Syringes are also available from other sources, in particular from pharmacies, and data on sales of syringes through pharmacies, the Czech Republic and Finland, allow overall syringe availability to be estimated for these two countries. Combining distribution via NSP and pharmacy sales data indicates that drug injectors in the Czech Republic and Finland obtain on average between 125 and 140 syringes per year. This information implies that, even in countries such as these, where needle and syringe programmes are regarded as having good levels of coverage, around 20 % to 30 % of all syringes used by injectors might be coming from pharmacy sales.

This finding indicates that pharmacy sales may play an important role in providing access to sterile injecting equipment. For this reason, in the measurement of syringe distribution it is important to take account of the availability of syringes through pharmacy sales (prices, density of pharmacy network). The measurement of syringe provision to injecting drug users is based on as yet poor data, but together with information on drug injectors’ behavioural patterns and environmental factors it is an important source of data for understanding the likely effects of the distribution of syringes in disease prevention. Syringe provision at pharmacy outlets is currently recorded (see Tables NSP-3 to NSP-6) in this bulletin whenever reported by the countries, and as further data become available a more complete European picture can be developed.
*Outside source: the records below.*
Issue #2538, opened 2020-03-08
Improve migrations and add support for plugins


mark-monteiro:
- [ ] Load migrations via reflection instead of hard-coding them into the migration runner. A timestamp property will need to be added to each migration and the migration runner updated to sort the migrations by timestamp in order to define the order that the migrations are run.
- [ ] Prefix each migration file name with the same timestamp as used in the property. This will keep the migrations sorted in the correct order when displayed in the filesystem, IDEs etc.
- [ ] Update migration runner to also log the migration namespace along side the name when executing migrations. This will be helpful when executing migrations from multiple plugins.
- [ ] Migration running logic should be in `Emby.Server.Implementations` instead of `Jellyfin.Server`
- [x] Instantiate each migration using the dependency injection framework instead of manually. This way each routine can specify its own dependencies independently and it will also not be necessary to pass `ApplicationHost` or `ILogger` instances to the `Run()` method (#2900)

sevenrats:
@mark-monteiro what is the status of this issue?

mark-monteiro:
Have not worked on any of the remaining tasks here and do not have time any more to work on this.

I created this issue when the migration framework was first implemented and had some ideas of how it could be improved. I'm not sure how much demand there actually is for migration support in plugins, I don't think it's something that has really come up.  I would be okay if this was closed, I'll leave it up to the triage team.

Bond-009:
This looks easy enough

srcrist:
@Bond-009 Were you interested in working on this? Should it be moved to "todo"?

LezardSC:
Hi, I'm searching for a not too hard issue to start working on the project. Is this issue still valid? If yes, I would love to give it a try.

mark-monteiro:
@LezardSC I haven't been involved in the project in a while so I'm not 100% sure, but as far as I know this still hasn't been implemented. It might be a good idea to also check in with the [development chat room](https://jellyfin.org/contact) before starting, especially since it's your first issue in the project.

AdrianEdelen:
I think with the recent changes with EF Core and migration behavior and overall database overhaul this maybe isn't needed anymore? One of the features being actively developed is custom database access for plugins, which should allow plugins to have their own database. In my opinion this effectively covers this issues goal.

mark-monteiro:
[...]

PR #10624, opened 2023-11-25
Improve migrations and add support for plugins

j-griffiths:
**Changes**

- Add interfaces for pre and post startup migration routines to differentiate between them when using reflection.
- Load migrations via reflection.
- Use timestamp property to define order of migrations.
- Rename files with timestamp prefixes to retain order in filesystem.
- Update migration runner to also log the migration namespace along side the name when executing migrations.
- Move migration logic to Emby.Server.Implementations.Migrations.

**Issues**

Implements suggestions from #2538


Emby.Server.Implementations/Migrations/MigrationRunner.cs
```diff
@@ -1,67 +1,51 @@
...
-            typeof(Routines.ReaddDefaultPluginRepository),
-            typeof(Routines.MigrateDisplayPreferencesDb),
-            typeof(Routines.RemoveDownloadImagesInAdvance),
-            typeof(Routines.MigrateAuthenticationDb),
-            typeof(Routines.FixPlaylistOwner),
-            typeof(Routines.MigrateRatingLevels),
-            typeof(Routines.AddDefaultCastReceivers)
-        };
+            return AppDomain.CurrentDomain.GetAssemblies()
+                .SelectMany(s => s.GetTypes())
```
JPVenson, line 28: Please use `GetExportedTypes` instead

Emby.Server.Implementations/Migrations/MigrationRunner.cs
```diff
@@ -1,67 +1,51 @@
...
+                .Where(p => p.IsClass && !p.IsAbstract && p.GetInterfaces().Contains(preStartupRoutines ? typeof(IPreStartupMigrationRoutine) : typeof(IPostStartupMigrationRoutine)));
```
JPVenson, line 29: Please use `p.IsAssignableTo(interfaceType)` instead

Emby.Server.Implementations/Migrations/IMigrationRoutine.cs
```diff
@@ -1,6 +1,6 @@
 using System;
 
-namespace Jellyfin.Server.Migrations
+namespace Emby.Server.Implementations.Migrations
```
crobibero, line 3: These should all be in the `Jellyfin.Server.Implementations` namespace if being moved. We don't add to `Emby.Server.Implementations` unless we have a good reason to

Emby.Server.Implementations/Migrations/IMigrationRoutine.cs
```diff
@@ -17,6 +17,11 @@ internal interface IMigrationRoutine
         /// </summary>
         public string Name { get; }
 
+        /// <summary>
+        /// Gets the timestamp from when this migration was written.
+        /// </summary>
+        public string Timestamp { get; }
```
crobibero, line 23: might as well use a `long` for the timestamp?

crobibero (commented):
Please don't force-push, it basically resets the review process

JPVenson:
I am not fully convinced that it is a good idea to allow plugins to modify the database. I have seen some really stupid stuff that plugins did to the database and i dont think we should facilitate that with allowing to execute plugin migrations that could potentially ruin everything and corrupt the DB even.

Emby.Server.Implementations/Migrations/IMigrationRoutine.cs
j-griffiths: There are database migrations already in Jellyfin.Server.Implementations.Migrations, do you want to be able to differentiate between them and the ones being moved or just put it all in the same directory? Alternatively I could just not move them, I only did it as it was one of the suggestions.

Bond-009:
Closing as stale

Alongside the general availability of sterile equipment for injectors, other factors influence the blood-borne transmission of infectious diseases among injecting drug users. These factors include the frequency of injecting and the frequency of needle sharing. A recent study in this area suggested that the effect of sterile syringe distribution is largely mediated by the role of safe re-use of an injector’s own syringes and the existence of small, stable injecting groups for sharing (Vickerman et al., 2006). The study's authors suggest that these may be suitable areas for targeted interventions. There are other questions concerning who actually uses the distributed syringes. Injectors who collect, and may re-distribute, injecting equipment are presumed to be (or to be in contact with) heavier users and more frequent injectors, the target group that will probably have most effect on public health levels. There is obvious advantage to including basic audit and monitoring components in needle and syringe programmes in order to gain a better understanding of the level to which these services penetrate through to high-risk drug injectors. Within the important public health goal of preventing the spread by contaminated syringes of blood-borne infections, especially HIV/AIDS, the overall availability of sterile injecting equipment makes an unavoidable contribution and methods of monitoring its impact and adequacy should be developed further.

References

Eurostat, Monthly labour costs (http://epp.eurostat.ec.europa.eu).

Vickerman, P., Hickman, M., Rhodes, T. and Watts, C. (2006), ‘Model projections on the required coverage of syringe distribution to prevent HIV epidemics among injecting drug users’, Journal of acquired immune deficiency syndromes 42(3): 355-61.